> Problem requirements
From the entries, copy each line that includes "sure".

> Extracted records
PR #2496, opened 2022-01-11
Change GPUObjectBase.label from nullable to union-with-undefined

### LINKED ISSUE #1400: Consider making some optional members also nullable

kainino0x:
This makes it consistent with the input api at GPUObjectDescriptorBase.label which is optional and therefore allows string or undefined (but not null).

Fixes #1400

***
<a href="https://pr-preview.s3.amazonaws.com/kainino0x/gpuweb/pull/2496.html" title="Last updated on Jan 11, 2022, 11:53 PM UTC (766be46)">Preview</a> | <a href="https://pr-preview.s3.amazonaws.com/gpuweb/gpuweb/2496/c2862fb...kainino0x:766be46.html" title="Last updated on Jan 11, 2022, 11:53 PM UTC (766be46)">Diff</a>

### DIFF
--- a/spec/index.bs
+++ b/spec/index.bs
@@ -574,7 +574,7 @@ Any interface which includes {{GPUObjectBase}} is a [=WebGPU interface=].
 
 <script type=idl>
 interface mixin GPUObjectBase {
-    attribute USVString? label;
+    attribute (USVString or undefined) label;
 };
 </script>
 


kvark (approved):

kainino0x:
Editors: Landing due to no further comment.

Issue #2378, opened 2021-12-02
Should unreachable-code be an error or warning?


ben-clayton:
The specification states in multiple places that unreachable statements should be an error. This is mostly clearly described in the behavior section's [7.6.2. Notes](https://www.w3.org/TR/WGSL/#behaviors-notes):

> Here is the full list of ways that these rules can cause a program to be rejected (this is just restating information already listed above):
> * The body of a function (treated as a regular statement) has a behavior not included in {Next, Return, Discard}.
> * The body of a function with a return type has a behavior which is neither {Return} nor {Return, Discard}
> * **A statement without Next in its behavior is not the last in a sequence of statements**
> ...

Several people have expressed a strong preference for unreachable-code to be a **warning**, instead of a hard-error.
What's the group's thoughts on this?

---

Note that Tint will need to consider unreachable-code as a warning anyway while transitioning to the new behavioural analysis, as the old specification **required** all functions to end in a return, and now this may be treated as an error. Example:

```rust
fn f(x : bool) -> i32 {
  if (x) {
    return 1;
  } else {
    return 2;
  }
  return 0; // <-- Was previously required to compile
            //     but now considered unreachable, and so an error 
}
```

kvark:
I think this would be a positive thing. There is no direct harm by allowing unreachable code, but there is a good deal of convenience associated with it. It becomes easier to trans-pile anything to WGSL, and it allows users to insert early returns for debugging.

litherum:
Error on this kind of unreachable code would have avoided the [goto fail](https://en.wikipedia.org/wiki/Unreachable_code#goto_fail_bug) bug, which is a pretty strong argument I think.

On the other hand, I do understand the value of being flexible to let authors hack on functions during their development process.

What if we made it mandatory to emit warning about unreachable code? That way, we'd have the best of both worlds - people could hack on their code, but also developers will be guaranteed to at least be notified that they're doing something potentially harmful.

We (the CG) may also want to add a -Werror option, too, though this has different tradeoffs.

jdashg:
<details><summary><a href="https://github.com/gpuweb/gpuweb/wiki/WGSL-2021-12-07-(APAC)-Minutes#should-unreachable-code-be-an-error-or-warning-2378">WGSL meeting minutes 2021-12-07</a></summary>



[...]

PR #2515, opened 2022-01-18
Update behavior analysis for unconditional discards

alan-baker:
* Modifies several behavior analysis rules to account for some pedantic
  discard cases
  * these mostly occur when a function call expression unconditionally
    discards

### DIFF
--- a/wgsl/index.bs
+++ b/wgsl/index.bs
@@ -6138,31 +6138,49 @@ The reason is that only functions without a return type can have such a [=behavi
     <td class="nowrap">var x = |e|;
     <td class="nowrap">|e|: |B|
     <td>|B|
-  <tr algorithm="assignment behavior">
-    <td class="nowrap">|x| = |e|;
+  <tr algorithm="assignment behavior with next">
+    <td class="nowrap" rowspan=2>|x| = |e|;
     <td class="nowrap">|x|: |B1|<br>
       |e|: |B2|<br>
-      |x| is not `_`
+      |x| is not `_`<br>
+      Next is in |B2|
     <td>|B1| &cup; |B2|
+  <tr algorithm="assignment behavior">
+    <td class="nowrap">|x|: <var ignore>B1</var><br>
+      |e|: {Discard}<br>
+      |x| is not `_`<br>
+    <td> {Discard}
   <tr algorithm="phony assignment behavior">
     <td class="nowrap">_ = |e|;
     <td class="nowrap">|e|: |B|
     <td>|B|
-  <tr algorithm="function call statement behavior">
-    <td class="nowrap">|f|(|e1|, ..., |en|);
+  <tr algorithm="function call statement behavior with next">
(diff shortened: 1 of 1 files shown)


RobinMorisset (commented):
I am not sure it is required. It all depends on what behavior we give to functions with dead code, and on how precise we want to be in that case.
As long as there is no trivially dead code, I don't think that an expression can have behavior {Discard}, as an expression can only contain calls to non-void functions, and any non-void function will have Next in its behavior.
Let's consider an example with dead code:
```
fn foo() -> i32 {
  discard;
  return 42;
}
```
If we give this a behavior of {Discard}, and we want maximally precise behaviors for any code that calls it, then I agree that this PR is the right approach. But alternatively we could say that its behavior is {Discard, Next} even though it won't actually ever not-discard, and then the current rules are perfectly fine.

alan-baker:
The consensus in #2378 was that dead code should not be an error. Also, although strange, I think the following function is perfectly valid:
```
fn foo() -> f32 {
  discard;
}
```

I can't find where it is disallowed at least.

RobinMorisset:
> The consensus in #2378 was that dead code should not be an error.

I agree with that consensus. I am just noting that even if we don't make dead code an error, we may not want to bother making the analysis more complex just for a bit more precision in that case.

> Also, although strange, I think the following function is perfectly valid:
> 
> ```
> fn foo() -> f32 {
>   discard;
> }
> ```
> 
> I can't find where it is disallowed at least.

Line 6093:
> For each function:
> - Its body must be a valid statement by these rules.
> - If the function has a return type, the [=behavior=] of its body must be one of {Return} or {Return, Discard}.
> - Otherwise, the [=behavior=] of its body must be a subset of {Next, Return, Discard}.
Which actually would have to be modified anyway if you want the example in my previous comment to have behavior {Discard} without Return in it.

alan-baker:
Ok, I'm ok with dropping this if we leave these weird discard functions as banned. Seems reasonable.

RobinMorisset:
I'd like to clarify that I am not opposed to this PR, I just want to make sure that:
- we're pursuing this path for some reason/there is some motivating example
- it also updates the various notes and rules earlier in the section which were following a different approach and had different assumptions.

alan-baker:
I missed the restriction on functions that return a value. I think that is actually a good simplifying rule because it prevents basically nonsense code from being valid. I think that rule is enough to make this PR unnecessary entirely.

dneto0:
> If the function has a return type, the [=behavior=] of its body must be one of {Return} or {Return, Discard}.

This rule is basically:  A function with a return type must be seen to hit a return statement.

In that sense it is one embodiment of the "no unreachable code" rule.  So I think it will need updating for #2378.

In particular your case:
```
fn foo() -> i32 {
  discard;
  return 42;
}
```
can only be valid if the `s1 s2` rule is updated to allow Next not in the behaviours for s1.

I guess I can see this particular PR going either way, but seems dependent on how the fix for #2378 is implemented.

> Written answer
I am not sure it is required. It all depends on what behavior we give to functions with dead code, and on how precise we want to be in that case.
I'd like to clarify that I am not opposed to this PR, I just want to make sure that:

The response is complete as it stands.